* **Instructions for the task**: From the records, pick out and copy each line containing "passwordsafe".

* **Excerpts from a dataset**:
PR #1815, opened 2026-06-06
Gorilla pwsafe import2

carlbyington2:
gorilla passwordsafe import goes thru PWSfileV1V2.cpp, but they use CItemData::URL which is V3.

### DIFF
--- a/src/core/PWSfileV1V2.cpp
+++ b/src/core/PWSfileV1V2.cpp
@@ -493,6 +493,7 @@ int PWSfileV1V2::ReadRecord(CItemData &item)
             case CItemData::XTIME_INT:
               break;
             case CItemData::URL:
+              // not part of V2, but used by gorilla passwordsafe
               item.SetURL(tempdata); break;
             default:
               break;
--- a/src/core/PWSfileV1V2.cpp
+++ b/src/core/PWSfileV1V2.cpp
@@ -491,6 +491,9 @@ int PWSfileV1V2::ReadRecord(CItemData &item)
             case CItemData::RMTIME:
             case CItemData::POLICY:
             case CItemData::XTIME_INT:
+              break;
+            case CItemData::URL:
+              item.SetURL(tempdata); break;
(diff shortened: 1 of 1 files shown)


nobugshere:
Is it worth investigating why the gorilla file is not being recognized as v3?

carlbyington2:
It does not have the 'PWS3' marker as the first four bytes in the file.

dskrvk:
Not sure I understand the fix. Which file format is Gorilla using - v2, v3, or some mix of the two? E.g. if it's using v3 while not setting the header appropriately then the fix should be on the Gorilla's side. If it's using v2 with an extra field (URL) then we shouldn't break the spec and again the fix should be on their side. There is danger in accumulating these app-specific "tweaks" in this codebase.

carlbyington2:
Gorilla can use either v2 or v3. When using v3, it writes the proper PWS3 marker and it imports here nicely. When using v2, it writes a v2 file with an extra URL field. Is there any official spec for storing a URL in a v2 file as is done here, by cramming it into the notes field?

carlbyington2:
Yes, they should have forced V3 output if any entry contained a URL.

dskrvk:
I don't see anything mentioned in the v2 spec related to URL. If Gorilla wants to store it in the Notes field it would have to implement its own ser/de since this behavior is not defined by the official spec (and then no changes would be needed on the pwsafe side).

That said, maybe @ronys knows how similar format extensions have been handled in the past?

ronys:
@dskrvk is correct in that the URL field isn't supported in V2.

However, supporting this field while reading for an app that mistakenly wrote it doesn't break anything, and documenting this in code accordingly, as @carlbyington2 has done, avoids confusing future developers. So I don't see any harm in this PR.

Note that if the user chooses to export to V2 format, the URL will be put in the NOTES field, per ReMergeNotes(), so a round trip isn't idempotent, but I really doubt that this is a problem.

* **Completed exercise**:
gorilla passwordsafe import goes thru PWSfileV1V2.cpp, but they use CItemData::URL which is V3.
+              // not part of V2, but used by gorilla passwordsafe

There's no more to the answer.